About Two-stage

Question

About Two-stage

Closed this issue 4 years ago · 4 comments

I'm sorry to bother you again.

I wanna know whether the codes of paper ( ' A BERT-based two-stage model for Chinese Chengyu recommendation ' about two-stage) are only using ' train_pretrain.py ' and ' train_official.py '?
What's the difference between the stage-1-pretain and using 'train_pretrain. py'?

What's more, What's the difference among w/o Pre-Training 、w/o Fine-Tuning 、 w/o 𝐿V and w/o 𝐿A. (I don't quite understand what you're showing in your paper.)

Could you describe more details? Thanks very much.
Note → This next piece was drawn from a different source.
PR #229, opened 2021-04-30
Add option to auto install after download when using win_sparkle_check_update_with_ui()

nickdademo:
When `win_sparkle_check_update_with_ui()` is used to allow the user to manually check for an update (i.e. via a menu item), the flow is the following (assuming an update is available):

Answer 1 · 2021-04-04T06:17:10.000Z

Generaly speaking, stage one is a Chengyu-oritented pretraining using a large corpus. This process is done through train_pretrain.py. But this stage may cost huge computation power, so we released the https://huggingface.co/visualjoyce/chengyubert_2stage_stage1_wwm_ext model over huggingface.
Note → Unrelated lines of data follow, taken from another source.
PR #230, opened 2021-05-06
Fix broken cmake support for MinGW32

daschuer:
This fixes building with mingw32 8.1 

Unfortunately wx fails with g++ 8.1 due to a wrong cast. 
This was fixed here: 
https://github.com/wxWidgets/wxWidgets/commit/424f64f27 
I can build after using the patch.


vslavik:
Sorry, I don't understand why does the commit titled "Update CMake support for MinGW32 8.1" do many things, none of which seem to be related to a particular MinGW version?

It's unclear to me why you add a generated config header to the repository when expat doesn't need it to be built on Windows (see: MSVS build projects).

daschuer:
The issue is that the cmake build in master are completely broken.

I have fist started ein MinGW 6.3, but the shipped header files do not contain all definitions required. The update to the recent MinGW 8.1 fixes the issue.

I did not notice that expat is not required. I just make it work, because it was part of the original cmake files.

When is expat required?

What needs to be done here, to put that int a mergable state?

vslavik:
> The issue is that the cmake build in master are completely broken.

Then that's what the commit message should say...

> I did not notice that expat is not required.

It is required. *Building it in this crazy-complicated way* is not. Again: see the VC++ build, which does not require a generated header you added. Ergo, evidently you don't need it either. Don't add it.

> What needs to be done here, to put that int a mergable state?

See above.

daschuer:
Done. 

Are the commit messages OK now? 

Did you consider how to proceed with the pending wx build error?

daschuer:
AppVeyor succeeds now

vslavik:
Thanks!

We have details about models for each abalation study in Section 4.2.

w/o Pre-Training is running stage 2 directly from hfl/chinese-bert-wwm-ext
w/o Fine-Tuning is zero-shot evaluation using model of stage 1
w/o 𝐿V and w/o 𝐿A are whether we use original, enlarged or combined loss function in finetuning, which can be found in the code.

Answer 2 · 2021-04-04T09:51:56.000Z

Wow , OK.
I wanna know the small candidate set is 3848 or 7 (one question candidate) which one ?.

and ....
the two vocabulary is the same ?

Answer 3 · 2021-04-04T10:10:38.000Z

Vocabulary is the same 32k idioms, although during finetuning the model will only change the first 3848 entries of the vocabulary.

Options is used in Stage 2, which is the candidate sets of seven options.

Answer 4 · 2021-04-10T01:06:49.000Z

Oh, Thx. Most problems have been solved for the time being. Thank you very much for your kind answer.